#!/usr/bin/env python
# coding: utf-8

# # Analysis of the clusters
# 
# Here is a streamlined code that shows just analysis without blind alleys I encountered before. 

# In[1]:


#general
import numpy as np
import scipy
from matplotlib import pyplot as plt
get_ipython().run_line_magic('pylab', 'inline')
import pandas as pd
import MySQLdb
import os
import sys
sys.setrecursionlimit(3000)


# In[4]:


con=MySQLdb.connect(user=user, passwd=passwd, db=dbname, host=host)
df = pd.read_sql("SELECT * FROM business WHERE state ='AZ' ", con)
print "data loaded"


# The low activity of some businesses in their particular cluster caused their Location Quotient to be marked as inf because of the computing roundup. <br>
# The trick is with the LQ equation. Here you can see the equation again. <br>
# 
# 

# $$LQ_{ij}=\frac{\frac{E_{ij}}{E_i}}{\frac{\sum_i E_{ij}}{\sum_i E_i}}$$
# Where   
# $E_{ij}$ is economic activity in subarea i, department j  
# $E_i$ is total economic activity in subarea i   
# $\sum_i E_{ij}$ is economic activity of department j in the whole area    
# $\sum_i E_i$ is total economic activity in the whole area

# So when a business has low activity, the real value of nominator is of an order of $10^{-6}$.  That is small enough number that my Python code on computer decides that the value is so close to the zero and thus can be zero; causing division to produce infinity. This creates a problem to me since, in reality, those businesses are not the most popular, they are the least popular in the cluster.  <br>
# Therefore, I decided to replace all infinity values with the minimum value of Location Quotient. Yes, this will assign a higher value of LQ to those unpopular businesses, but in clusters that have more than four business each, such low visited businesses do not even come into future calculations. 

# In[4]:


i=0
for t in df.LQ:
    if t == np.inf:
        df.LQ.loc[i]=df.LQ.min()
    i=i+1


# Let us see individual cluster.

# In[9]:


lqCluster=df[df.cluster ==1]
plt.figure(figsize=(10, 10), dpi=100)
df_scatter = plt.scatter(lqCluster['longitude'], lqCluster['latitude'], c='b', alpha=.5, s=lqCluster['LQ']*10)
plt.title( 'LQ in cluster', fontsize=20)
plt.xlabel('Longitude', fontsize=18)
plt.ylabel('Latitude', fontsize =18)
plt.xlim(lqCluster.longitude.min()-0.002,lqCluster.longitude.max()+0.002)
plt.ylim(lqCluster.latitude.min()-0.002,lqCluster.latitude.max()+0.002)
plt.show()


# ## Determining the enviroment
# 
# 
# Now is time to determine which businesses are carrying economic activity in each cluster. <br>
# I also wish to see how those categories relate to the most common category of the cluster. 
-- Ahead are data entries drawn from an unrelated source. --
Issue #1038, opened 2024-03-22
Can we make memory management bugs more debuggable?


liamappelbe:
For example, if we try to take a reference to an ObjC object pointer after it has been freed, we get a crash with no stack trace. We can write some native code that will try to detect if an object is valid, then assert it's valid before calling retain. This is definitely possible for blocks (we have tests that do this already), so we just need to investigate if it's possible for objects. There will always be false negatives with a check like this, but an assertion that catches some/most of these mistakes would already be a huge improvement.

Ideally we'd add an assert for this to `objectRetain`, `objectRelease`, `blockCopy`, and `blockRelease`. The assert would check that the object is still alive and has a non-zero ref count.

See https://github.com/dart-lang/native/issues/1017

liamappelbe:
Poked at the object represenation a bit today. It looks like the ObjC object header is 8 bytes:

```
Obj1, 1 ref: 011D800107A6B341  // Header of a test object
Obj2, 1 ref: 011D800107A6B341  // Same type as Obj1
Obj3, 1 ref: 011DFFF85303A0F1  // NSObject

Obj1, 2 refs: 021D800107A6B341
Obj2, 2 refs: 021D800107A6B341
Obj3, 2 refs: 021DFFF85303A0F1

Obj3, 254 refs: FE1DFFF85303A0F1
Obj3, 255 refs: FF1DFFF85303A0F1
Obj3, 256 refs: 809DFFF85303A0F1
Obj3, 257 refs: 819DFFF85303A0F1
Obj3, 1000 refs: E89DFFF85303A0F1
Obj3, 2000 refs: D09DFFF85303A0F1
Obj3, 3000 refs: B89DFFF85303A0F1
Obj3, 100000 refs:	A09DFFF85303A0F1

Obj1, dead: 00006DF707378C60
Obj2, dead: 00006DF70735E910
Obj3, dead: 00006DF707F5DE00
```

I think the first 9 bits encode the refcount. When the refcount is below 256, it's just stored in the first byte, and the second byte is 0x1D. When it hits 256 or higher, the 0x80 bit of the first two bytes is always on, and the exact count is stored in some way I haven't figured out. Since the ref count works correctly above 2^9, part of it must be stored elsewhere.

The latter 6 bytes of the header doesn't change with the refcount, and are specific to the type of the object. I'll call these the type ID. The test object's type ID was different each run, but NSObject's was always the same.

[...]

PR #1111, opened 2024-05-01
Make ObjC memory management errors more debuggable

liamappelbe:
When retaining or releasing a reference to an ObjC object or block, assert that the pointer is valid. The goal is to catch memory management errors (most importantly, retaining a ref to a dead object) in Dart where we can get a nice stack trace. Without this change, the retain/release call will seg fault in ObjC land, which gives no useful debugging information.

The key functions are `isValidBlock` (in objective_c.c) and `isValidObject` (in internal.dart).

`isValidBlock` is based on the `getBlockRetainCount` function from the ffigen tests. Blocks have a field named `isa`, which describes what kind of block it is. I tracked down all possible values of this field (there are 6), and so I can just check that the value is one of these. When a block is destroyed the isa field is cleared, so the odds of falsely declaring a block as valid are pretty low.

`isValidObject` is similar. Objects have an 8 byte header, part of which is a pointer to a class object. The `object_getClass` function extracts that pointer, and then we check if it's valid by looking it up in a set that contains every valid class object (there are typically a few thousand). We construct this set using `objc_copyClassList`. Like blocks, this header is cleared when the object is destroyed, so false positives are unlikely. See https://github.com/dart-lang/native/issues/1038 for more info.

Fixes https://github.com/dart-lang/native/issues/1038


liamappelbe:
Looks like I used the wrong base branch. Commits [e4a844e](https://github.com/dart-lang/native/pull/1111/commits/e4a844ed0ab459655d155c4d9937389588c65342) and later are real.

liamappelbe:
Looks like the object ref counting test [sometimes crashes](https://github.com/dart-lang/native/actions/runs/8905149815/job/24455503775?pr=1111). The pointer passed to `object_getClass` doesn't need to be a valid object, but it does need to be readable. I guess the memory page that the object was sitting in was unmapped right after the object was deleted.

I can work around this for the test by using one of the Mac [virtual memory functions](https://opensource.apple.com/source/xnu/xnu-792/osfmk/vm/vm_user.c.auto.html) to test if the pointer is readable. These return an error code on failure rather than crashing. I'll do this for both the object and block tests.

I could potentially do this virtual memory test in the assert itself, but I feel like that would be overkill. I've never seen this crash on my local machine, so I think it's fairly rare. And unlike the test, if an unreadable pointer is passed to the assert, we were about to crash anyway, and the assert is just to give a best effort stack trace.

liamappelbe:
> Hm, maybe we should do it in asserts. There could be a chance that it's more common on a different type of machine. We don't pay any costs for asserts in release mode, so I'm not worried about the speed.

Done

> We should probably also make some clear documentation on the FFIgen and ObjectiveC package readme's that if there's segfaults the first thing users should do is run with asserts enabled.

Yeah, I need to write a readme for package:objective_c. At the moment it just has a placeholder readme. When I do I'll include a note about this.

pkgs/ffigen/test/native_objc_test/util.dart
```diff
@@ -37,3 +40,42 @@ void doGC() {
...
+  if (!_isReadableMemory(block.cast())) return 0;
+  if (!internal_for_testing.isValidBlock(block)) return 0;
+  return _getBlockRetainCount(block.cast());
+}
+
+@Native<Uint64 Function(Pointer<Void>)>(
+    isLeaf: true, symbol: 'getObjectRetainCount')
+external int _getObjectRetainCount(Pointer<Void> object);
+
+int getObjectRetainCount(Pointer<ObjCObject> object) {
```
brianquinlan, line 61: Drive by: we don't like get in Dart land:
https://dart.dev/effective-dart/design#avoid-starting-a-method-name-with-get

It seems to apply to functions in addition to methods.

liamappelbe: Done

pkgs/ffigen/test/native_objc_test/automated_ref_count_test.dart
```diff
@@ -328,9 +477,10 @@ void main() {
...
       // method, after the original wrapper object is gone.
       final counter = calloc<Int32>();
-      unownedReferenceInner(counter);
+      final obj1bRaw = unownedReferenceInner(counter);
       doGC();
       expect(counter.value, 0);
+      expect(objectRetainCount(obj1bRaw), 0);
       calloc.free(counter);
     });
   });
```
dcharkes, line 486: Please add a test that exercises the behavior above 255. (And define and document the behavior, also see the other comment.)

dcharkes (approved):
LGTM! 👍

pkgs/ffigen/test/native_objc_test/util.h
```diff
@@ -5,31 +5,44 @@
...
+}
+
+typedef struct {
+  uint64_t header;
+} ObjectRefCountExtractor;
+
+uint64_t getObjectRetainCount(ObjectRefCountExtractor* object) {
+  // The object ref count is stored in the largest byte of the object header,
+  // for counts up to 255. Higher counts do something more complicated.
+  return object->header >> 56;
```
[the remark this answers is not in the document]
liamappelbe: The values above 255 don't set this to a fixed constant, but they do always set the high bit (I think the lowest 7 bits of the count live here, and the rest live elsewhere). So I can check if the value is above 127 and then return k128OrMore.

pkgs/ffigen/test/native_objc_test/automated_ref_count_test.dart
liamappelbe: Done

Issue #1120, opened 2024-05-05
Replace coverage.sh with a dart tool


liamappelbe:
Share code between the one in package:objective_c and the one in package:ffigen.

Also, dedupe the "Run VM tests" and "Collect coverage" steps. coverage.sh runs the tests for a second time, but due to a bug in that script they need to be run separately first, otherwise test failures are ignored.

liamappelbe:
Actually, the only reason these scripts still exist is to customisze the `--scope-output` flag. I can just add that flag to test_with_coverage, then delete these scripts.

PR #1124, opened 2024-05-06
Delete coverage.sh

liamappelbe:
Removed the duplicate test step from the workflows, which speeds things up. ffigen's mac tests (with all the mac-only ObjC tests, and with coverage) now run faster than the windows tests.

While I was there I fixed some flakiness in automated_ref_count_test

Fixes https://github.com/dart-lang/native/issues/1120


liamappelbe:
Confirmed we have nice logs for test failures.

pkgs/ffigen/test/native_objc_test/automated_ref_count_test.dart
```diff
@@ -7,6 +7,9 @@
 // Objective C support is only available on mac.
 @TestOn('mac-os')
 
+// This test is slightly flaky.
```
dcharkes, line 10: Document why it is flaky.

dcharkes (approved):
Thanks @liamappelbe ! 🚀

pkgs/ffigen/test/native_objc_test/automated_ref_count_test.dart
liamappelbe: Done

PR #1629, opened 2024-10-04
WIP: [ffigen] Testing new coverage version

liamappelbe:
There's a new version of coverage in https://github.com/dart-lang/tools/pull/595 that totally overhauls how isolate lifecycles are managed. I want to make sure the new version works for a complicated test suite like this one, that we get the same coverage numbers, and that this fixes the `Isolate.run` bug.

Apparently the github bots can't download git dependencies. Made a copy of the repo instead and used a path dep.


liamappelbe:
Coverage is unchanged. Migrating the tests to `Isolate.run`.

liamappelbe:
Tests are passing, and coverage is still working.

PR #1632, opened 2024-10-07
[hooks] Remove explicit adding of source dependency in `hook/link.dart` scripts

mkustermann:
A hook author doesn't know the transitive dart files. The bundling tool should already take care of re-building & re-running hooks if their source changes.


dcharkes (approved):
Oh I must have missed those when making the changes! Thanks @mkustermann!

# I used multiple comparisons, so that needs to be corrected. I used a method called:  
# 
# ##Sidak correction
# 
# It is a simple method to control the familywise error rate that is probabilistically exact when the individual tests are independent of each other but is conservative otherwise.  
# The test is used if the test statistics are independent of each other then testing each of m hypotheses at level  $$\alpha_{SID} = 1-(1-\alpha)^\frac{1}{m}$$  is Sidak's multiple testing procedure.   
# This test is more powerful than Bonferroni, but the gain is small: for  $\alpha_{SID}  = 0.05$  and $m= 10$ and $10^{12}$, Bonferroni vs Sidak give 0.005 and 5 $10^{-14}$ vs 0.005116 and $5.129 10^{-14}$, respectively. The main merit of the correction is that it is exact probabilistically when the tests are independent of each other. Bonferroni is an easier approximate way to calculate the Sidak correction.    
# 
# The Šidák correction is derived by assuming that the individual tests are independent. Let the significance threshold for each test be $\alpha_1$; then the probability that at least one of the tests is significant under this threshold is (1 - the probability that none of them is significant). Since it is assumed that they are independent, the probability that all of them are not significant is the product of the probabilities that each of them are not significant, or $1 - (1 - \alpha_1)^n$. Our intention is for this probability to equal \alpha, the significance level for the entire series of tests. By solving for $\alpha_1$, we obtain $\alpha_1 = 1 - (1 - \alpha)^{1/n}$.

# ###Helper functions

# In[7]:


def getTopCategories(newcat,listCat,pomDF):
    busi= pomDF.name.ix[pomDF.categories == newcat].values
    if len(busi)>0:
        for b in busi:
            rcat = pom.categories.ix[pom.name == b].values
            if len(rcat)>0:
                for t in rcat:
                    if t in listCat:
                        pass
                    else:
                        listCat.append(t)
    return listCat


# In[8]:


def SortingBusinessCategories(categ,pomDF):
    busR = {}
    for rc in categ:
        rcat=rc.flatten().tolist()[0]
        busR.update({rcat: pomDF.name[pomDF.categories == rcat].count()})
    sortedBus = sorted(busR.items(), key=operator.itemgetter(1), reverse=True)
    return sortedBus


# In[9]:


def getCategoryStats(pomDF, categ):
    RcatList= arrayToList(categ)
    pom2 = pomDF.loc[pomDF['categories'].isin(RcatList)]
    Large = pom2.LQ.max()
    Bus = pom2.name.ix[pom2.LQ == Large].values[0]
    BusCat = pom2.categories.ix[(pom2.name == Bus) & (pom2.LQ == Large)].values[0]
    CatNum = pom2.name[pom2.categories == BusCat].count()
    answer=[]
    answer.append(Large)
    answer.append(BusCat)
    answer.append(CatNum)
    return answer


# In[10]:


def arrayToList(array):
    i=0
    newlist=[]
    for r in array:
        if type(r)==np.ndarray:
            st=r[0]
            newlist.append(st)
    return newlist


# ## Performing analysis for some other business in the cluster
# 
# However, I cannot answer the question where to put stand-alone business, not with just Yelp data. To answer that question, I would need an additional data source. <br>
# The question I can answer is can some business play well together. <br>
# So, now, I'll concentrate on business that cluster around top business. 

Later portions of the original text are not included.